Statement Conclusion

🟢 Lite — Quick Review (1h–1d)

Rapid summary for last-minute revision before your exam.

Statement Conclusion questions test your logical reasoning ability. You’re given a statement (or statements) followed by conclusions. You must determine which conclusions logically follow from the given statement(s). This is a critical section in SSC CGL Tier 1 and Tier 2.

Key Principle: A conclusion should be based ONLY on the information given in the statement. Do not assume or bring in external knowledge.

Types of Conclusions:

1. Definite Conclusions: Must be true based on the statement
2. Possible Conclusions: Could be true but aren’t necessarily true
3. Invalid Conclusions: Contradict the statement or can’t be derived

⚡ SSC CGL Exam Tips:

• Never assume additional information
• “Could be true” means it may or may not be true
• If statement says “All cats are animals,” then “Some animals are cats” DEFINITELY follows
• If statement says “Some cats are black,” then “All cats are black” DOES NOT follow
• A conclusion with “only” or “none” is harder to establish — usually doesn’t follow

---

🟡 Standard — Regular Study (2d–2mo)

Standard content for students with a few days to months.
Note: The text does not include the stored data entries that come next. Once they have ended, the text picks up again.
PR #548, opened 2021-05-19
docs(gh-jira-sync): update exalate user mapping adding headless squad

brunofernandezg:
Just updated the user mappings (GH-Jira) in frontend-projects and Clay Jira-Exalate sync scripts.

### DIFF
--- a/support/github-to-jira-synchronization/clay.md
+++ b/support/github-to-jira-synchronization/clay.md
@@ -156,10 +156,10 @@ def findUser(replicaUser) {
         ,"pat270": "patrick.yeo"
         ,"kresimir-coko": "kresimir.coko"
         ,"markocikos": "marko.cikos"
-		,"nhpatt": "javier.gamarra"
-		,"javierdearcos": "javier.dearcos"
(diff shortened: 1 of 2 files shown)


brunofernandezg:
At first I was going to wait to fix the problem with issues sync to do those changes, but I think this is an easy change that would be perfect to test the update process for the first time. As soon as is merged I'll open an IS ticket to update the Scripts in Jira.

Although probably headless squad members won't work on Clay repo for now, I think is better to have the same user map for all scripts so it's easier to maintain.

bryceosterhaus (changes requested):
I think there might be some whitespace off here. Take a look at the rendered output
Screen Shot 2021-05-19 at 11 02 58 AM

brunofernandezg:
Thanks @bryceosterhaus, you are right. I didn't realize tabs were coded as four white spaces 🤦
Fixed

bryceosterhaus:
@brunofernandezg github's whitespacing can be atrocious.

Greg better fix this

PR #905, opened 2022-04-05
fix(npm-scripts): update path to node_modules in prettier script

bryceosterhaus:
Looks like we had created a bug in a previous fix when we did some source formatting.

cc @kresimir-coko can you verify this works as expected for both workspaces and liferay-portal?


kresimir-coko:
Sure @bryceosterhaus I'll try to squeeze it in today

kresimir-coko:
Hey @bryceosterhaus I've tested this in both liferay-portal and my preexisting workspace and it works fine. Not sure what the bug was, but everything is fine on my end with your changes.

What I did was copy the contents of the prettier.js file to my local one that the extension points to, I also copied over `@liferay/npm-scripts` to `node_module` just in case and changed single quotation marks into doubles and hit save, upon which it formatted them back to single quotes.

PR #909, opened 2022-04-07
feat: bring ESM support to AMD loader

izaera:
This adds a new module flag named `useESM` that, when interpreted by the AMD loader, lets JS scripts be loaded with `<script type="module">`.

It is needed to fix [this error](https://github.com/liferay-frontend/liferay-portal/pull/2080#issuecomment-1090195656).


bryceosterhaus (approved):
LGTM!

PR #915, opened 2022-04-13
fix(npm-scripts): honor NODE_ENV setting when invoking webpack

izaera:


izaera:
Oops, lint failed. We should find a way to make our selection processes better... :roll_eyes:

bryceosterhaus:
LGTM

>  We should find a way to make our selection processes better

Not entirely sure what you mean by "selection processes" here

izaera:
> Not entirely sure what you mean by "selection processes" here

The process of selecting who enters (in this case me) the Company and who doesn't... :smiling_face_with_tear:

PR #916, opened 2022-04-13
feat(npm-scripts): add customBridges support

izaera:
Custom bridges are (hopefully) temporary bridges from ESM to AMD that are
needed by legacy pre-AMD code to work.

So, once we remove the pre-AMD code and the AMD code, I guess we can remove
these...


bryceosterhaus (approved):
LGTM

PR #921, opened 2022-04-25
fix(npm-scripts): create output dir for custom bridges

izaera:


izaera:
Going to merge this so that I can release a new version

PR #928, opened 2022-05-11
fix(npm-scripts): Updates getPathContext to DXP's default value

diegonvs:
When running Liferay.ThemeDisplay.getPathContext() inside a DXP instance where we don't change pathContext, it returns an empty string instead of a slash :)

Context: https://github.com/liferay-frontend/liferay-portal/pull/2190#issuecomment-1124230621
Fixes https://github.com/liferay/liferay-frontend-projects/issues/929


bryceosterhaus:
LGTM!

Understanding Statement-Conclusion Logic

Basic Syllogism Rules:

When we say “All A are B”:

• Some A are B (✓ follows)
• Some B are A (✓ follows)
• No A is B (✗ doesn’t follow)
• All B are A (✗ doesn’t follow)

When we say “No A is B”:

• No B is A (✓ follows)
• Some A are not B (✓ follows)
• All A are B (✗ doesn’t follow)

When we say “Some A are B”:

• Some B are A (✓ follows)
• All A are B (✗ doesn’t follow)
• No A is B (✗ doesn’t follow)
• Some A are not B (✗ doesn’t follow - could be either way)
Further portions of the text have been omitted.